Diketahui bahwa sekuen promoter dari gen timidilat sintase bervariasi pada
setiap individu. Ekspresi yang rendah dari mRNA TS berhubungan dengan
meningkatnya kemungkinan sembuh dari penderita kaker yang diobati dengan
5-FU.Sedangkan penderita yang memiliki ekspresi mRNS TS tinggi ternyata tidak
memperlihatkan respon pengobatan dengan kemoterapi ini.
Hasil
penelitian serupa ditunjukkan pula pada uji klinik penggunaan 5-FU ini terhadap
penderita kanker lambung. Genotif dari gen TYMS, yang menyandi ekspresi enzim
timidilat sintase, ditentukan dengan mengamplifikasi gen atau DNA dengan teknik
PCR yang diisolasi dari 90 penderita kanker kolon yang mendapatkan pengobatan
5-FU. Hasilnya menunjukkan bahwa gen TYMS ternyata bersifat polimorfisme,
mempunyai double (2R) atau triple (3R) tandem repeats pada 28-bp
promoter gen, dan terdapat variasi 6-bp pada 3’-untranslated region (3’-UTR).
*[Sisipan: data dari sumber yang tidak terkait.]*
PR #15359, opened 2023-12-08
test(protocol): SGX signature cross-check (DO NOT MERGE)

adaki2004:
Hey Patryk,

As discussed here is a quick test with explainer how to test that the SGX instance is creating the exact same signature as expected.

The scope is not to test the whole `verifyProof()` function, that data is properly sized and packed (That the size is: `89 bytes 4 bytes(id) + 20 bytes(new instance address) + 65 bytes (signature) = 89`) but only the signature validity - if assuming data to be signed is valid and correct.

You can (and shall) modify some elements like:
- Your SGX instance's private key and ethereum address `SgxVerifier.t.sol` line `78` and `81`
- If you have the chance to sign dummy data within your SGX instance, then you do not have to modify those dummy values in `SgxVerifier.t.sol` line `56-64`, just inject those.

You can run the tests by (entering into `packages/protocol` folder) this command:
`forge test --match-test 'test_SgxSignatureOnly' -vv`

Please shoot me if you have further questions.

### DIFF
--- a/packages/protocol/test/L1/SgxVerifier.t.sol
+++ b/packages/protocol/test/L1/SgxVerifier.t.sol
@@ -44,7 +44,9 @@ contract TestSgxVerifier is TaikoL1TestBase {
         // the sgx instance is the one expected.
         // What is the scope of this test ?
         // Basically checking these 2 lines in SgxVerifier.sol:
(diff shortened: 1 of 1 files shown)


adaki2004:
@pbeza closing as seems working!

PR #15368, opened 2023-12-11
refactor(protocol): use Bridge to send cross-chain owned contract transactions

dantaik:
This new implementation, compared with the one using signal service directly, does seem to be more clean and straight forward.


packages/protocol/contracts/L2/TaikoL2EIP1559Configurable.sol
```diff
@@ -21,14 +21,7 @@ contract TaikoL2EIP1559Configurable is TaikoL2 {
...
     /// @param newGasExcess The new gas excess
-    function setConfigAndExcess(
-        Config memory config,
-        uint64 newGasExcess
-    )
-        external
-        virtual
-        onlyOwner
-    {
+    function setConfigAndExcess(Config memory config, uint64 newGasExcess) external {
```
adaki2004, line 24: Do not we need `onlyOwner` here still ?

Brechtpd (approved):

adaki2004:
I cannot comment on un-changed lines so i put it here.
Tests are failing because the `setConfigAndExcess` is onlyOwner now.

Fixes are (`TaikoL2.t.sol`):
kép

and

kép

dantaik:
> setConfigAndExcess

Fixed

dantaik:
@davidtaikocha could you fix issue in TaikoL2.ts, now the TaikoL2 contract needs the address manager's address, not the signal service's address in init().

davidtaikocha (approved):

PR #15395, opened 2023-12-18
feat(bridge-ui-v2): L2 <-> L2 bridging with multi-hop

dantaik:
recreate Ruby's PR


packages/bridge-ui-v2/config/sample/configuredBridges.example
```diff
@@ -8,7 +8,7 @@
         "erc20VaultAddress": "",
         "erc721VaultAddress": "",
         "erc1155VaultAddress": "",
-        "crossChainSyncAddress": "",
+        "taikoAddress": "",
```
KorbinianK, line 11: Not sure this rename was necessary, the relayer also refers to those as CrossChainSync and the contracts implement the `ICrossChainSync` interface.

packages/bridge-ui-v2/config/sample/configuredBridges.example
```diff
@@ -44,7 +44,7 @@
...
         "signalServiceAddress": ""
       }
```
KorbinianK, line 49: Add hops example

packages/bridge-ui-v2/config/schemas/configuredBridges.schema.json
```diff
@@ -31,20 +31,39 @@
...
             "required": [
               "bridgeAddress",
               "erc20VaultAddress",
               "erc721VaultAddress",
               "erc1155VaultAddress",
-              "crossChainSyncAddress",
-              "signalServiceAddress"
+              "taikoAddress",
+              "signalServiceAddress",
+              "hops"
```
KorbinianK, line 66: Hops should not be required. L1-L2 does not need hops afaik.

packages/bridge-ui-v2/scripts/vite-plugins/generateCustomTokenConfig.ts
```diff
@@ -43,7 +43,7 @@ export function generateCustomTokenConfig() {
         const isValid = validateJsonAgainstSchema(configuredTokenConfigFile, configuredChainsSchema);
 
         if (!isValid) {
-          throw new Error('encoded configuredBridges.json is not valid.');
+          throw new Error('encoded configuredRelayer.json is not valid.');
```
KorbinianK, line 46:
```suggestion
          throw new Error('encoded configuredCustomTokens.json is not valid.');
```

packages/bridge-ui-v2/src/libs/bridge/types.ts
```diff
@@ -171,6 +171,7 @@ export type RequireApprovalArgs = {
 export type ClaimArgs = {
   msgHash: Hash;
   message: Message;
+  receipt?: TransactionReceipt;
```
KorbinianK, line 174: If you add this here, you should omit it from the derived types such as releaseArgs.

packages/bridge-ui-v2/src/libs/bridge/types.ts
```diff
@@ -198,7 +199,14 @@ export type AddressConfig = {
   etherVaultAddress?: Address;
   erc721VaultAddress: Address;
   erc1155VaultAddress: Address;
-  crossChainSyncAddress: Address;
+  taikoAddress: Address;
+  signalServiceAddress: Address;
+  hops: Array<HopAddressConfig>;
```
KorbinianK, line 204: optional

packages/bridge-ui-v2/src/libs/relayer/RelayerAPIService.ts
```diff
@@ -6,7 +6,7 @@ import { Buffer } from 'buffer';
 import { bridgeABI } from '$abi';
 import { routingContractsMap } from '$bridgeConfig';
 import { apiService } from '$config';
-import type { BridgeTransaction, MessageStatus } from '$libs/bridge';
+import { type BridgeTransaction, MessageStatus } from '$libs/bridge';
```
KorbinianK, line 9: why? Both are used as type.

KorbinianK (changes requested):
There are also a lot of formatting changes that the linter should fix.

Run `pnpm svelte:check && pnpm lint:fix`

packages/bridge-ui-v2/src/libs/bridge/ETHBridge.ts
```diff
@@ -109,12 +109,19 @@ export class ETHBridge extends Bridge {
...
+    const { msgHash, message, receipt } = args;
     const srcChainId = Number(message.srcChainId);
     const destChainId = Number(message.destChainId);
 
     if (messageStatus === MessageStatus.NEW) {
-      const proof = await this._prover.encodedSignalProof(msgHash, srcChainId, destChainId);
+      const hops = routingContractsMap[srcChainId][destChainId].hops;
+
+      let proof;
+      if (hops.length > 0) {
```
KorbinianK, line 120: If hops are optional this will fail, just a heads up :)

packages/bridge-ui-v2/src/libs/proof/BridgeProver.ts
```diff
@@ -1,27 +1,213 @@
...
+    // Get the block number from last hop chain to dest chain
+    blockNumber = await this.getBlockNumber(hopChainId, destChainId, destCrossChainSyncAddress);
+
+    // Generate main storage proof with receipt.blockNumber
+    const { proof, rlpEncodedStorageProof } = await this.encodedStorageProof({
+      msgHash,
+      clientChainId: srcChainId,
+      contractAddress: srcBridgeAddress,
+      proofForAccountAddress: srcSignalServiceAddress,
+      blockNumber: receipt.blockNumber,
```
KorbinianK, line 152: I see this the only place we actually need the receipt. From what I understood about the proofs, we don't necessarily need the exact block, just any after. Technically 'latest' works, but it could not be synced. So if we fetch the latest synced block, so the one you fetch above, doesn't this work as well?

xiaodino: Good question. Let me verify it.

packages/bridge-ui-v2/config/sample/configuredBridges.example
xiaodino: Added

packages/bridge-ui-v2/src/libs/proof/BridgeProver.ts
xiaodino: We don't need the receipt here. Removed.

packages/bridge-ui-v2/src/libs/bridge/ETHBridge.ts
xiaodino: Update.

packages/bridge-ui-v2/src/libs/relayer/RelayerAPIService.ts
xiaodino: Reverted the change.

packages/bridge-ui-v2/src/libs/bridge/types.ts
xiaodino: Updated.

packages/bridge-ui-v2/src/libs/bridge/types.ts
xiaodino: Updated. We don't need receipt.

packages/bridge-ui-v2/scripts/vite-plugins/generateCustomTokenConfig.ts
xiaodino: Updated.

packages/bridge-ui-v2/config/schemas/configuredBridges.schema.json
xiaodino: Updated.

packages/bridge-ui-v2/config/sample/configuredBridges.example
xiaodino: Reverted the change.

KorbinianK (approved):

xiaodino (approved):

PR #15416, opened 2023-12-26
fix(protocol): use safeTransferFrom to transfer ERC721 to unspecified address `to`

paweenpit:
Use `safeTransferFrom` to ensure target address `to` implements `onERC721received`

### DIFF
--- a/packages/protocol/contracts/tokenvault/ERC721Vault.sol
+++ b/packages/protocol/contracts/tokenvault/ERC721Vault.sol
@@ -106,7 +106,7 @@ contract ERC721Vault is BaseNFTVault, IERC721Receiver, IERC165Upgradeable {
             if (ctoken.chainId == block.chainid) {
                 token = ctoken.addr;
                 for (uint256 i; i < tokenIds.length; ++i) {
-                    ERC721Upgradeable(token).transferFrom({
+                    ERC721Upgradeable(token).safeTransferFrom({
                         from: address(this),
                         to: to,
                         tokenId: tokenIds[i]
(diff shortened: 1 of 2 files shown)


packages/protocol/contracts/tokenvault/ERC721Vault.sol
```diff
@@ -106,7 +106,7 @@ contract ERC721Vault is BaseNFTVault, IERC721Receiver, IERC165Upgradeable {
             if (ctoken.chainId == block.chainid) {
                 token = ctoken.addr;
                 for (uint256 i; i < tokenIds.length; ++i) {
-                    ERC721Upgradeable(token).transferFrom({
+                    ERC721Upgradeable(token).safeTransferFrom({
```
dantaik, line 109: could you also change "BridgedERC721.sol"  from
`return ERC721Upgradeable.transferFrom(from, to, tokenId);` to 
`return ERC721Upgradeable.safeTransferFrom(from, to, tokenId);`

dantaik: There is another `.transferFrom` call in this file, please also replace it with 'safeTransferFrom'

paweenpit: The other `.transferFrom` in this file sends the `ERC721` to `address(this)` (this contract) which already implements `onERC721received`. So there is no need to use `.safeTransferFrom`. Using `.transferFrom` will optimize a bit more gas.

paweenpit: for "BridgedERC721.sol", I'd recommend overriding `.safeTransferFrom` to call `ERC721Upgradeable.safeTransferFrom(from, to, tokenId);` and use this function elsewhere rather than implementing `.safeTransferFrom` in the `.transferFrom`.

dantaik:
@paweenpit thank you for this PR. Inspired by your change, I made this PR with more changes and bug fixes.https://github.com/taikoxyz/taiko-mono/pull/15422

PR #15422, opened 2023-12-27
fix(protocol): fix bridge token transfer check

dantaik:
Inspired by https://github.com/taikoxyz/taiko-mono/pull/15416/files

Fixed before-transfer check by overriding the right function.


packages/protocol/contracts/tokenvault/ERC721Vault.sol
```diff
@@ -234,7 +234,7 @@ contract ERC721Vault is BaseNFTVault, IERC721ReceiverUpgradeable {
                 });
 
                 for (uint256 i; i < op.tokenIds.length; ++i) {
-                    t.transferFrom(user, address(this), op.tokenIds[i]);
```
paweenpit, line 237: I believe there is no need to use `.safeTransferFrom` here as ERC721 is transferred to this contract which has already implemented `onERC721received`

paweenpit:
added another [PR#15423](https://github.com/taikoxyz/taiko-mono/pull/15423) to this branch.

davidtaikocha (approved):

paweenpit (approved):

packages/protocol/contracts/tokenvault/BridgedERC20.sol
```diff
@@ -160,4 +118,11 @@ contract BridgedERC20 is BridgedERC20Base, IERC20MetadataUpgradeable, ERC20Upgra
     function _burnToken(address from, uint256 amount) internal override {
         _burn(from, amount);
     }
+
+    function _transfer(address from, address to, uint256 amount) internal virtual override {
```
adaki2004, line 122: Why not override `_beforeTokenTransfer()`, same as you did with ERC1155 ?

adaki2004 (commented):
Beside my comments, LGTM, one small reminder:
- We removed the `whenNotPaused` modifier from the bridged tokens, which seems OK to me, since they can be transferred (among users) but bridge contracts would anyways paused, so it's ok i guess.

packages/protocol/contracts/L2/TaikoL2.sol
```diff
@@ -159,8 +159,7 @@ contract TaikoL2 is CrossChainOwned, TaikoL2Signer, ICrossChainSync {
         if (token == address(0)) {
             to.sendEther(address(this).balance);
         } else {
-            IERC20 t = IERC20(token);
-            t.transfer(to, t.balanceOf(address(this)));
+            IERC20(token).transfer(to, IERC20(token).balanceOf(address(this)));
```
adaki2004, line 162: Should not we use SafeERC20 ?

adaki2004, line 162: Should not we use SafeERC20 ? As like in AssignmentHook ?
https://github.com/taikoxyz/taiko-mono/pull/15423/files

adaki2004, line 162: Should not we use SafeERC20 ? As like in AssignmentHook ?
https://github.com/taikoxyz/taiko-mono/pull/15423/files

dantaik: Fixed

dantaik:
> Beside my comments, LGTM, one small reminder:
> 
> * We removed the `whenNotPaused` modifier from the bridged tokens, which seems OK to me, since they can be transferred (among users) but bridge contracts would anyways paused, so it's ok i guess.

We checked the following in `_beforeTokenTransfer`:

```
if (paused()) revert INVALID_PAUSE_STATUS();
```

dantaik:
@adaki2004 Please review again.

adaki2004 (approved):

Hasil ini menunjukkan betapa
pentingnya melakukan pemetaan genotipe dari gen TYMS dari penderita kanker yang
akan diobati dengan 5-FU. Hal ini diperlukan untuk memprediksi respon obat dan
efek toksik yang tidak diinginkan akibat penggunaan 5-FU.(1)
BAB
III
PENUTUP
Variasi
genetik mempengaruhi respon individu terhadap obat yang diberikan. Halini dapat
terjadi karena variasi genetik terjadi pada gen yang mengkode enzim yang
memetabolisme obat atau pada gen yang mengkode target kerja obat. Target kerja
obat dapat berupa enzim, reseptor, dan transporter.Oleh karena itu pengetahuan
tentang variasi genetik penting dalam memprediksi respon obat dan efek yang
tidak diinginkan akibat pengaruh obat.